Accelerating the Training of Convolutional Neural Networks for Image Segmentation with Deep Active Learning

Chen, Wei Tao

Accelerating the Training of Convolutional Neural Networks for Image Segmentation with Deep Active Learning

Files

Chen_Weitao.pdf (7.96 MB)

Date

2020-01-23

Authors

Chen, Wei Tao

Advisor

Czarnecki, Krzysztof

Publisher

University of Waterloo

Abstract

Image semantic segmentation is an important problem in computer vision. However, Training a deep neural network for semantic segmentation in supervised learning requires expensive manual labeling. Active learning (AL) addresses this problem by automatically selecting a subset of the dataset to label and iteratively improve the model. This minimizes labeling costs while maximizing performance. Yet, deep active learning for image segmentation has not been systematically studied in the literature. This thesis offers three contributions. First, we compare six different state-of-the-art querying methods, including uncertainty, Bayesian, and out-of-distribution methods, in the context of active learning for image segmentation. The comparison uses the standard dataset Cityscapes, as well as randomly generated data, and the state-of-the-art image segmentation architecture DeepLab. Our results demonstrate subtle but robust differences between the querying methods, which we analyze and explain. Second, we propose a novel way to query images by counting the number of pixels with acquisition values above a certain threshold. Our counting method outperforms the standard averaging method. Lastly, we demonstrate that the previous two findings remain consistent for both whole images and image crops. Furthermore, we provide an in-depth discussion of deep active learning and results from supplementary experiments. First, we studied active learning in the context of image classification with the MNIST dataset. We observed an interesting phenomenon where active learning querying methods perform worse than random sampling in the early cycles but overtake random sampling at a break-even point. This break-even point can be controlled by varying model capacity, sample diversity, and temperature scaling. The difference in performances of the six querying methods is larger than in the case of image segmentation.

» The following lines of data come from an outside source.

PR #3823, opened 2025-01-02
flamenco, vm: add check_account_info_pointer cpi security checks

topointon-jump:
We are missing the `check_account_info_pointer` CPI checks in direct mapping, which check that the vaddrs provided by the user correspond to the correct locations.

### DIFF
--- a/src/flamenco/runtime/program/fd_bpf_loader_serialization.c
+++ b/src/flamenco/runtime/program/fd_bpf_loader_serialization.c
@@ -109,9 +109,9 @@ write_account( fd_exec_instr_ctx_t *     instr_ctx,
 
     /* Update the mapping from instruction account index to memory region index.
        This is an optimization to avoid redundant lookups to find accounts. */
-    acc_region_metas[instr_acc_idx] = (fd_vm_acc_region_meta_t){ .region_idx          = *input_mem_regions_cnt,
-                                                                 .has_data_region     = !!dlen,
-                                                                 .has_resizing_region = (uchar)is_aligned };
+    acc_region_metas[instr_acc_idx].region_idx          = *input_mem_regions_cnt;
+    acc_region_metas[instr_acc_idx].has_data_region     = !!dlen;
+    acc_region_metas[instr_acc_idx].has_resizing_region = (uchar)is_aligned;
 
     if( dlen ) {
       new_input_mem_region( input_mem_regions, input_mem_regions_cnt, data, dlen, is_writable );
@@ -214,6 +214,17 @@ fd_bpf_loader_input_serialize_aligned( fd_exec_instr_ctx_t       ctx,
       FD_STORE( uchar, serialized_params, (uchar)dup_acc_idx[acc_idx] );
       serialized_params += sizeof(ulong);
     } else {
+      /* Calculate and store the start of the actual metadata region for this account,
+         excluding any duplicate account markers at the beginning.
+
+         We use this later for retrieving the serialized values later in the CPI security checks. */
+      ulong metadata_region_offset_with_dups = *input_mem_regions_cnt==0UL ? 0UL : 
+        input_mem_regions[ *input_mem_regions_cnt-1U ].vaddr_offset +
+        input_mem_regions[ *input_mem_regions_cnt-1U ].region_sz;
+
+      acc_region_metas[i].metadata_region_offset = metadata_region_offset_with_dups +
+        (ulong)(serialized_params - curr_serialized_params_start);
+
       FD_STORE( uchar, serialized_params, FD_NON_DUP_MARKER );
       serialized_params += sizeof(uchar);
 
@@ -484,6 +495,17 @@ fd_bpf_loader_input_serialize_unaligned( fd_exec_instr_ctx_t       ctx,
       FD_STORE( uchar, serialized_params, (uchar)dup_acc_idx[acc_idx] );
       serialized_params += sizeof(uchar);
     } else {
+      /* Calculate and store the start of the actual metadata region for this account,
+         excluding any duplicate account markers at the beginning.
+
+         We use this later for retrieving the serialized values later in the CPI security checks. */
+      ulong metadata_region_offset_with_dups = *input_mem_regions_cnt==0UL ? 0UL : 
+        input_mem_regions[ *input_mem_regions_cnt-1U ].vaddr_offset +
+        input_mem_regions[ *input_mem_regions_cnt-1U ].region_sz;
+
+      acc_region_metas[i].metadata_region_offset = metadata_region_offset_with_dups +
+        (ulong)(serialized_params - curr_serialized_params_start);
+
       FD_STORE( uchar, serialized_params, FD_NON_DUP_MARKER );
       serialized_params += sizeof(uchar);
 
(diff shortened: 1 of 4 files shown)


src/flamenco/runtime/program/fd_bpf_loader_serialization.c
```diff
@@ -241,14 +241,30 @@ fd_bpf_loader_input_serialize_aligned( fd_exec_instr_ctx_t       ctx,
 
       fd_pubkey_t key = *acc;
       FD_STORE( fd_pubkey_t, serialized_params, key );
+
+      /* Calculate the start of the metadata region */
```
ibhatt-jumptrading, line 245: maybe add a little explanation of why we need to do this calculation. May not be totally obvious to someone not familiar with this

src/flamenco/runtime/program/fd_bpf_loader_serialization.c
```diff
@@ -241,14 +241,30 @@ fd_bpf_loader_input_serialize_aligned( fd_exec_instr_ctx_t       ctx,
...
+      ulong metadata_region_vaddr = FD_VM_MEM_MAP_INPUT_REGION_START +
```
ibhatt-jumptrading, line 246: I think it would be more straightforward to put this calculation in write_account() since then you won't need to index by a cnt-1 and have to manually do the offset yourself.

ibhatt-jumptrading: Actually, metadata_region_vaddr == INPUT_REGION_START + vaddr_offset so I am not sure if we need to do this calculation at all

src/flamenco/runtime/program/fd_bpf_loader_serialization.c
```diff
@@ -241,14 +241,30 @@ fd_bpf_loader_input_serialize_aligned( fd_exec_instr_ctx_t       ctx,
...
+          ( *input_mem_regions_cnt==0UL ? 0UL : (
+            input_mem_regions[ *input_mem_regions_cnt-1U ].vaddr_offset +
+             input_mem_regions[ *input_mem_regions_cnt-1U ].region_sz ) );
+
+      /* Store the vaddrs of the serialized pubkey, owner and lamports for CPI security checks later.
+      
+      We calculate them in the serialization code for several reasons:
```
ibhatt-jumptrading, line 253: Can you explain why these things are true as a result of this precomputation

ibhatt-jumptrading: Also, I don't know if we need to compute this at all because you could just #define offsets for pubkey owner and lamports into the metadata and use those to grab the vaddr as long as you have the vaddr offset.

Maybe define small static inline functions that just takes in the vaddr offset for a region and gives you the vaddr. These should basically be "free"/O(1)"as you're just adding ulongs

src/flamenco/runtime/program/fd_bpf_loader_serialization.c
```diff
@@ -515,6 +539,13 @@ fd_bpf_loader_input_serialize_unaligned( fd_exec_instr_ctx_t       ctx,
 
       fd_pubkey_t owner = *(fd_pubkey_t *)&metadata->info.owner;
       FD_STORE( fd_pubkey_t, serialized_params, owner );
+
```
ibhatt-jumptrading, line 542: don't think this is needed as described abvove

src/flamenco/vm/fd_vm.h
```diff
@@ -29,14 +29,29 @@ struct __attribute__((aligned(8UL))) fd_vm_input_region {
 };
 typedef struct fd_vm_input_region fd_vm_input_region_t;
 
+/* Absolute vaddr pointers to the various fields of a serialized account,
```
ibhatt-jumptrading, line 32: Think we could eliminate this as a result

src/flamenco/vm/syscall/fd_vm_syscall_cpi.c
```diff
@@ -516,9 +516,13 @@ fd_vm_syscall_cpi_check_authorized_program( fd_pubkey_t const *        program_i
   FD_VM_MEM_HADDR_LD( vm, acc_meta->pubkey_addr, alignof(uchar), sizeof(fd_pubkey_t) )
 
 /* VM_SYSCALL_CPI_ACC_INFO_T accessors */
```
ibhatt-jumptrading, line 518: These then should reference the helpers that I described above

src/flamenco/vm/syscall/fd_vm_syscall_cpi_common.c
```diff
@@ -324,14 +324,30 @@ VM_SYSCALL_CPI_TRANSLATE_AND_UPDATE_ACCOUNTS_FUNC(
...
       if (instruction_accounts[i].is_writable) {
-        out_callee_indices[*out_len] = instruction_accounts[i].index_in_caller;
+        out_callee_indices[*out_len] = index_in_caller;
         out_caller_indices[*out_len] = j;
         (*out_len)++;
       }
       found = 1;
 
       if ( vm->direct_mapping ) {
+        /* Check that the account info pointers given by the user correspond to the correct locations
```
ibhatt-jumptrading, line 336: do you need to add the corresponding log message here

src/flamenco/vm/syscall/fd_vm_syscall_cpi_common.c
```diff
@@ -324,14 +324,30 @@ VM_SYSCALL_CPI_TRANSLATE_AND_UPDATE_ACCOUNTS_FUNC(
...
+           in the serialized account metadata
+           
+           https://github.com/anza-xyz/agave/blob/c79c3c9e67274594ed4f43ed8386e9ddc60a99e9/programs/bpf_loader/src/syscalls/cpi.rs#L116 */
+        fd_vm_acc_region_meta_t acc_region_meta = vm->acc_region_metas[index_in_caller];
+        fd_vm_serialized_account_metadata_t serialized_acc_meta = acc_region_meta.serialized_acc_metadata;
+        if ( FD_UNLIKELY(( account_infos[j].pubkey_addr != serialized_acc_meta.key_vaddr )) ) {
```
ibhatt-jumptrading, line 342: nit: spacing and extra parens. You did for the below checks too, just writing this one comment though

src/flamenco/vm/syscall/fd_vm_syscall_cpi_common.c
```diff
@@ -324,14 +324,30 @@ VM_SYSCALL_CPI_TRANSLATE_AND_UPDATE_ACCOUNTS_FUNC(
...
         out_caller_indices[*out_len] = j;
         (*out_len)++;
       }
       found = 1;
 
       if ( vm->direct_mapping ) {
+        /* Check that the account info pointers given by the user correspond to the correct locations
+           in the serialized account metadata
+           
+           https://github.com/anza-xyz/agave/blob/c79c3c9e67274594ed4f43ed8386e9ddc60a99e9/programs/bpf_loader/src/syscalls/cpi.rs#L116 */
```
ibhatt-jumptrading, line 339: small detail but I think the permalinks that directly reference the version as opposed to the commit sha are cleaner + more informative since it's a hint as to how old this code is and it might warn you that it's outdated and needs to be changed

src/flamenco/vm/syscall/fd_vm_syscall_cpi.c
topointon-jump: No, these are to pull out the user-provided vaddrs (in the CPI account metas). They are laid out differently in memory to the vm serialized paramaters, so we can't use the same accessors unfortunately.

ibhatt-jumptrading (approved):
Nice!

Second, we attempt to explore the theoretical optimal query by querying samples with the lowest accuracy and querying with a trained expert model. Although they turned out to be suboptimal, their results would hopefully shed light on the subject. Lastly, we present the experiment results from using SegNet and FCN. With these architectures, our querying methods did not perform any better than random sampling. Nevertheless, those negative results demonstrate some of the difficulties of active learning for image segmentation.